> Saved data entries
━━━━━━━━━━━━━━━━

PR #473, opened 2021-04-08
feat: added try/catch around filterTrace call, added limit to recursion

tvaintrob:


src/tracer.js
```diff
@@ -412,10 +414,14 @@ function sendCurrentTrace(traceSender, tracerObject) {
...
-        Array.isArray(ignoredKeys) &&
-        ignoredKeys.length > 0 ?
-        module.exports.filterTrace(traceJson, ignoredKeys, removeIgnoredKeys) : traceJson;
+    try {
+        traceJson = ignoredKeys &&
+            Array.isArray(ignoredKeys) &&
+            ignoredKeys.length > 0 ?
+            module.exports.filterTrace(traceJson, ignoredKeys, removeIgnoredKeys) : traceJson;
+    } catch (err) {
+        utils.printWarning('Epsagon - failed to filter trace, cancelling send', err);
```
galbash, line 423: how is this canceling the send? isn't it just sending the unfiltered trace? (maybe you need to return at some point)

tvaintrob: fixed

haimrait (approved):

PR #486, opened 2021-05-12
feat(ssm): added support to SSM.getParameters, SSM.getParametersByPath

osherv:


tvaintrob (dismissed):

src/events/aws_sdk.js
```diff
@@ -923,9 +926,35 @@ const SSMEventCreator = {
...
+                );
+            }
+
+            if (response.data.Parameters && response.data.Parameters.length > 0) {
+                eventInterface.addToMetadata(event, {
+                    parameters: response.data.Parameters
+                        .map(singleParameter => ({
+                            Path: singleParameter.Path,
+                            Value: singleParameter.Name,
+                            Type: singleParameter.Type,
```
galbash: are we sure we want to capture the parameter value? I think it should be a secret

galbash: @ranrib I think you faced this question before

src/events/aws_sdk.js
```diff
@@ -923,9 +926,35 @@ const SSMEventCreator = {
...
+            if (response.data.InvalidParameters && response.data.InvalidParameters.length > 0) {
+                eventInterface.addToMetadata(
+                    event,
+                    { invalid_parameters: response.data.InvalidParameters }
+                );
+            }
+
+            if (response.data.Parameters && response.data.Parameters.length > 0) {
+                eventInterface.addToMetadata(event, {
+                    parameters: response.data.Parameters
```
galbash, line 949: maybe add it as a second dict to `addToMetadata` function, since this probably shouldn't be sent when metadataOnly = True (@idonava would love if you can give an osher a brief of `metadataOnly` mode)

src/events/aws_sdk.js
```diff
@@ -923,9 +926,35 @@ const SSMEventCreator = {
         switch (response.request.operation) {
         case 'getParameter':
             eventInterface.addToMetadata(event, {
-                value: (response.data.Parameter || { Value: '' }).Value || '',
+                parameter: {
```
galbash, line 929: same comment as below

src/events/aws_sdk.js
osherv: fixed

src/events/aws_sdk.js
ranrib: That should go to the non metadata section

osherv: fixed

src/events/aws_sdk.js
osherv: fixed

tvaintrob (approved):

src/events/aws_sdk.js
tripodsan: does this mean, that secret/encrypted parameters from the SSM are stored in the traces?

ranrib: Yes, but you can omit it with with the ignoredKeys (add parameters, or any key inside)

PR #487, opened 2021-05-16
feat(neo4j): added support to Neo4j operations

osherv:


package-lock.json
```diff
@@ -2364,6 +2364,14 @@
       "integrity": "sha1-YXmX/F9gV2iUxDX5QNgZ4TW4B2I=",
       "dev": true
     },
+    "ansi-align": {
```
haimrait: Why did you change the package-lock.json
Did you change the package.json?

src/events/neo4j.js
```diff
@@ -0,0 +1,265 @@
...
+const tracer = require('../tracer.js');
+const errorCode = require('../proto/error_code_pb.js');
+
+/**
+ * Extracts the relevant arguments from provided arguments
+ * @returns {Object} Object of the extracted arguments
+ */
+function getArgsFromFunction(...args) {
+    return {
+        query: args[0],
```
haimrait: what about transactionConfig?
https://neo4j.com/docs/api/javascript-driver/4.2/class/src/session.js~Session.html

src/events/neo4j.js
```diff
@@ -0,0 +1,265 @@
...
+    return { metadata, fullMetadata };
+}
+
+
+/**
+ * Wraps neo4j.Session.run and neo4j.Transaction.run functions with tracing
+ * @param {Function} wrappedFunction The function to wrap from Neo4j
+ * @returns {Function} The wrapped function
+ */
+function neo4jSessionRunWrapper(wrappedFunction) {
```
haimrait, line 271: Maybe spread it to two different wrappers that reuse the same code for better readability
like (neo4jSessionRunWrapper, neo4jTranssactionRunWrapper)

src/events/neo4j.js
```diff
@@ -0,0 +1,265 @@
...
+ * Parse from DB session with Neo4j server, useful metadata
+ * @param {neo4j.Session|neo4j.Transaction} session A DB session (could be Session of Transaction)
+ * @returns {{metadata: Object, fullMetadata: Object}} JSONs with command's metadata and command's
+ *      full metadata which contains additional data about the event
+ */
+function getNeo4JSessionMetadata(session) {
+    const metadata = {};
+    const fullMetadata = {};
+
+    let connectionHolder;
```
haimrait, line 98: Definition is not enough it will raise an exception if you don't init this value in case of default

src/events/neo4j.js
```diff
@@ -0,0 +1,265 @@
...
+        break;
+
+    default:
+        break;
+    }
+
+    metadata.dbName = connectionHolder._database ? connectionHolder._database : 'default';
+    metadata.operation = `${session.constructor.name}:${operationMode}`;
+
+    fullMetadata.config = connectionHolder._connectionProvider._config;
```
haimrait: add safe checks

src/events/neo4j.js
```diff
@@ -0,0 +1,265 @@
...
+}
+
+
+/**
+ * Gets session's address info from Transaction/Session instance
+ * @param {neo4j.Session|neo4j.Transaction} session A DB session (could be Session of Transaction)
+ * @returns {Object} json with address info { host, port }
+ */
+function getAddressInfo(session) {
+    let port = '7474';
```
haimrait: change host and port to consts

src/events/neo4j.js
```diff
@@ -0,0 +1,265 @@
...
+                'neo4j',
+                0,
+                errorCode.ErrorCode.OK,
+            ]);
+
+            dbApiEvent.setResource(resource);
+
+            eventInterface.addToMetadata(dbApiEvent, metadata, fullMetadata);
+
+            const resultResponse = wrappedFunction.apply(this, [query, params]);
```
haimrait: what about transactionConfig?

haimrait: https://neo4j.com/docs/api/javascript-driver/4.2/class/src/session.js~Session.html

src/events/neo4j.js
```diff
@@ -0,0 +1,265 @@
...
+                    // eslint-disable-next-line require-jsdoc
+                    onNext(record) {
+                        records.push(record);
+                        return observer.onNext.apply(this, arguments);
+                    },
+
+                    // eslint-disable-next-line require-jsdoc
+                    onCompleted(summary) {
+                        switch (summary.queryType) {
+                        case 's':
```
haimrait: why s is Read?

src/events/neo4j.js
```diff
@@ -0,0 +1,265 @@
...
+                        // eslint-disable-next-line prefer-rest-params
+                        return observer.onError.apply(this, arguments);
+                    },
+                });
+            };
+
+            return resultResponse;
+        } catch (error) {
+            tracer.addException(error);
+            return wrappedFunction.apply(this, [query, params]);
```
haimrait: what about transactionConfig?
https://neo4j.com/docs/api/javascript-driver/4.2/class/src/session.js~Session.html

src/events/neo4j.js
```diff
@@ -0,0 +1,265 @@
...
+
+            // Override the Result subscribe with patched subscriber
+            // eslint-disable-next-line func-names
+            resultResponse.subscribe = function (observer) {
+                const records = [];
+
+                return originalSubscribe.call(this, {
+                    ...observer,
+                    // eslint-disable-next-line no-unused-vars,require-jsdoc
+                    onKeys(_keys) {
```
haimrait: I think onKeys useless

src/events/neo4j.js
osherv: They can not be, they might be changed later this function.
should i change the function design?

src/events/neo4j.js
osherv: Fixed by added later this function 'if(connectionHandler)'
Is that the right way?
Otherwise i need to init a new connectionHandler instance, right?

src/events/neo4j.js
osherv: Fixed? (does that fix also fixed the prev comment?)

src/events/neo4j.js
haimrait: I meant change 7474 and neo4j to costs and not exact values

osherv: oh oh, fixed :O

src/events/neo4j.js
osherv: fixed! ty

src/events/neo4j.js
osherv: Fixed!

src/events/neo4j.js
osherv: Fixed!

src/events/neo4j.js
osherv: Finally Fixed XD

src/events/neo4j.js
osherv: Fixed

src/events/neo4j.js
osherv: Fixed

src/events/neo4j.js
```diff
@@ -0,0 +1,386 @@
...
+                    arguments,
+                    dbApiEvent,
+                    startTime
+                ));
+            };
+
+            return resultResponse;
+        } catch (error) {
+            tracer.addException(error);
+            return wrappedFunction.apply(this, [query, params]);
```
haimrait: I think if originalSubscribe.call will raise an exception we will call 
wrappedFunction.apply twice the first one before the subscribe function and the second inside the catch maybe we need to change the place of the catch scope

src/events/neo4j.js
```diff
@@ -0,0 +1,386 @@
...
+                    arguments,
+                    dbApiEvent,
+                    startTime
+                ));
+            };
+
+            return resultResponse;
+        } catch (error) {
+            tracer.addException(error);
+            return wrappedFunction.apply(this, [query, params, transactionConfig]);
```
haimrait: same as below

src/events/neo4j.js
haimrait: yea its ok

src/events/neo4j.js
```diff
@@ -0,0 +1,386 @@
...
+    session,
+    observer,
+    sessionArguments,
+    dbApiEvent,
+    startTime
+) {
+    const records = [];
+
+    return {
+        // eslint-disable-next-line require-jsdoc
```
haimrait, line 169: what about the spread of ...observer
why did you remove it?

haimrait (changes requested):

src/events/neo4j.js
osherv: By mistake, fixed, ty!

src/events/neo4j.js
osherv: Fixed by moving the apply out of the try scope, i think that will solve the issue, right?

src/events/neo4j.js
osherv: Fixed by moving the apply out of the try scope, i think that will solve the issue, right?

src/events/neo4j.js
```diff
@@ -0,0 +1,387 @@
...
+function neo4jTransactionRunWrapper(wrappedFunction) {
+    return function internalNeo4jTransactionRunWrapper(...args) {
+        const relevantArgs = getArgsFromFunction(...args, this.constructor.name);
+        const {
+            query, params,
+        } = relevantArgs;
+
+        utils.debugLog('User called Neo4j wrapped Transaction run function');
+
+        const resultResponse = wrappedFunction.apply(this, [query, params]);
```
haimrait: Now if the customer's code throws an exception we will not add it to the tracer object

src/events/neo4j.js
```diff
@@ -0,0 +1,387 @@
...
+function neo4jSessionRunWrapper(wrappedFunction) {
+    return function internalNeo4jSessionRunWrapper(...args) {
+        const relevantArgs = getArgsFromFunction(...args, this.constructor.name);
+        const {
+            query, params, transactionConfig,
+        } = relevantArgs;
+
+        utils.debugLog('User called Neo4j wrapped Session run function');
+
+        const resultResponse = wrappedFunction.apply(
```
haimrait: Now if the customer's code throws an exception we will not add it to the tracer object

src/events/neo4j.js
```diff
@@ -0,0 +1,387 @@
...
+        connectionHolder = session._connectionHolder;
+        break;
+
+    default:
+        return {
+            host, port,
+        };
+    }
+
+    if (session && connectionHolder && connectionHolder._connectionProvider) {
```
haimrait: why do you check the session here?

src/events/neo4j.js
osherv: fixed

src/events/neo4j.js
osherv: fixed

src/events/neo4j.js
osherv: right, fixed. thanks

haimrait (approved):

osherv:
bors merge

PR #498, opened 2021-06-20
feat(sql): ignore response rows from queries to specific tables

ronnathaniel:


src/events/sql.js
```diff
@@ -104,7 +104,10 @@ module.exports.wrapSqlQuery = function wrapSqlQuery(queryString, params, callbac
                         rows = res;
                     }
                     eventInterface.addToMetadata(dbapiEvent, { rowCount });
-                    if (rowCount && rows instanceof Array && rows.length) {
+                    if (rowCount &&
+                        rows instanceof Array &&
+                        rows.length &&
+                        !tracer.doesContainIgnoredKey(config.getConfig().ignoredDBTables, table)) {
```
ranrib: you've created a very big change just to check if `config.getConfig().ignoredDBTables.includes(table)`. Can you undo all changes including the packge-lock.json and simplify this PR please

ranrib (dismissed):

src/events/sql.js
```diff
@@ -50,9 +53,13 @@ module.exports.wrapSqlQuery = function wrapSqlQuery(queryString, params, callbac
             sqlObj.type = 'SQL-Command';
         }
 
-        const { type, table } = sqlObj;
+        const { type } = sqlObj;
+        let { table } = sqlObj;
+        if (!table) {
+            table = (sqlObj.from.length > 0 ? sqlObj.from[0].table : '');
```
haimrait: why did you change the table?
and if you got more than 1 table?
What happened if you select from two tables?

src/events/sql.js
```diff
@@ -30,11 +31,13 @@ module.exports.parseQueryArgs = function parseQueryArgs(arg1, arg2) {
...
  * @param {Array} params The params argument (values)
  * @param {Function} callback The callback argument (cb)
- * @param {Object} config The connection config object
+ * @param {Object} connConfig The connection config object
  * @param {string} driver The database driver type (mysql/pg/..)
  * @returns {Array} The arguments
  */
-module.exports.wrapSqlQuery = function wrapSqlQuery(queryString, params, callback, config, driver) {
+module.exports.wrapSqlQuery = function wrapSqlQuery(
+    queryString, params, callback, connConfig, driver
```
haimrait: better change connConfig to config

src/events/sql.js
```diff
@@ -5,6 +5,7 @@ const tracer = require('../tracer.js');
 const serverlessEvent = require('../proto/event_pb.js');
 const eventInterface = require('../event.js');
 const errorCode = require('../proto/error_code_pb.js');
+const config = require('../config.js');
```
haimrait: const config = require('../config.js'); change it to epsagon_config

src/events/sql.js
ronnathaniel: table extraction does not work for mysql2. Using mysql it comes from sqlObj->from[]->table
extraction now supports both if first extraction fails

src/events/sql.js
ronnathaniel: revert to epsagonConfig

src/events/sql.js
ronnathaniel: revert connConfig to config 👍

haimrait (approved):

PR #502, opened 2021-07-05
[GD-15] fixing lambda timeouts when filtering keys

tvaintrob:


src/trace_senders/http.js
```diff
@@ -19,7 +19,10 @@ const session = axios.create({
 
 module.exports.sendTrace = function sendTrace(traceObject) {
     utils.debugLog(`Posting trace to ${config.getConfig().traceCollectorURL}`);
-    utils.debugLog(`trace: ${JSON.stringify(traceObject, null, 2)}`);
+
+    if ((process.env.EPSAGON_DEBUG || '').toUpperCase() === 'TRUE') {
```
haimrait, line 23: why did you add the condition?
is the condition is not part of debugLog?

src/tracer.js
```diff
@@ -21,6 +21,7 @@ const logSender = require('./trace_senders/logs.js');
 const httpSender = require('./trace_senders/http.js');
 
 const FILTER_TRACE_MAX_DEPTH = 50;
+const MAX_EVENTS = 30;
```
haimrait: change it to be an env variable

src/trace_senders/http.js
tvaintrob: to avoid stringify when not in debug mode

src/tracer.js
tvaintrob: done

haimrait (dismissed):

haimrait (approved):

PR #503, opened 2021-07-06
feat(aws_sdk.js): support sqs batch messages

henperez:


tvaintrob (approved):

src/events/aws_sdk.js
```diff
@@ -230,6 +230,11 @@ const SQSEventCreator = {
             });
             break;
         case 'sendMessageBatch':
+            if (response.data.Successful && response.data.Successful.length > 0) {
```
haimrait, line 233: Check that response.data exists

src/events/aws_sdk.js
```diff
@@ -230,6 +230,11 @@ const SQSEventCreator = {
...
+                eventInterface.addToMetadata(event, {
+                    record: JSON.stringify(response.data.Successful.map(item => item)),
```
haimrait, line 235: what happened if json.stringify throws an error?

henperez: Internal exception that only fails the event

haimrait: where do you catch the exception?

src/events/aws_sdk.js
henperez: It can't be since it's part of the HTTP Response object (AWS SDK). We really want it to break in case of such a major API change rather than ignoring it. either way it'll be part of the Trace Exceptions[] and won't break the user code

━━━━━━━━━━━━━━━━

> Work instruction
Using the records above, copy all lines that include the word "changes".

> Finished task
haimrait (changes requested):
ranrib: you've created a very big change just to check if `config.getConfig().ignoredDBTables.includes(table)`. Can you undo all changes including the packge-lock.json and simplify this PR please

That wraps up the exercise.